• [Exercise] Copy every line from the material below that holds "opened".
▬▬▬
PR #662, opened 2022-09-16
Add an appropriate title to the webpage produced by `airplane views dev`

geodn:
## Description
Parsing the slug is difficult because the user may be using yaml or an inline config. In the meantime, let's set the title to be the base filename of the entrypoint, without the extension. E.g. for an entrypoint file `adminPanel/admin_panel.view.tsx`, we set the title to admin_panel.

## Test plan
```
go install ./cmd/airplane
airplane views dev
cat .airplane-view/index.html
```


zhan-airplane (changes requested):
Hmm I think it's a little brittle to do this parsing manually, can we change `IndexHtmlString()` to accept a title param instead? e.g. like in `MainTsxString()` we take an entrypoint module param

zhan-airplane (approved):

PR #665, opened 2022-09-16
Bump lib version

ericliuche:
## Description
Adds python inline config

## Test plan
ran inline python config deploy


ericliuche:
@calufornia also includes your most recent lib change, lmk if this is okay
▬▬▬
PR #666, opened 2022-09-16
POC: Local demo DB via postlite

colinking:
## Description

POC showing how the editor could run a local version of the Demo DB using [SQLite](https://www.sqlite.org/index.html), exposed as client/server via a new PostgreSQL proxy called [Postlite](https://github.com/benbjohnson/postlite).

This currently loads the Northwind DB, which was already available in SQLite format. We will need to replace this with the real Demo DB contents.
▬▬▬
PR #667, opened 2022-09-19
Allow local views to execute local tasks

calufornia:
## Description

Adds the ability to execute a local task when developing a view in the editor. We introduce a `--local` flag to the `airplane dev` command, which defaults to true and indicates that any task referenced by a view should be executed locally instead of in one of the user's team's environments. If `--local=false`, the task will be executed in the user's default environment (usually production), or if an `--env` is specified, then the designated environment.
▬▬▬
• [The completed task]
PR #662, opened 2022-09-16
PR #665, opened 2022-09-16
PR #666, opened 2022-09-16
PR #667, opened 2022-09-19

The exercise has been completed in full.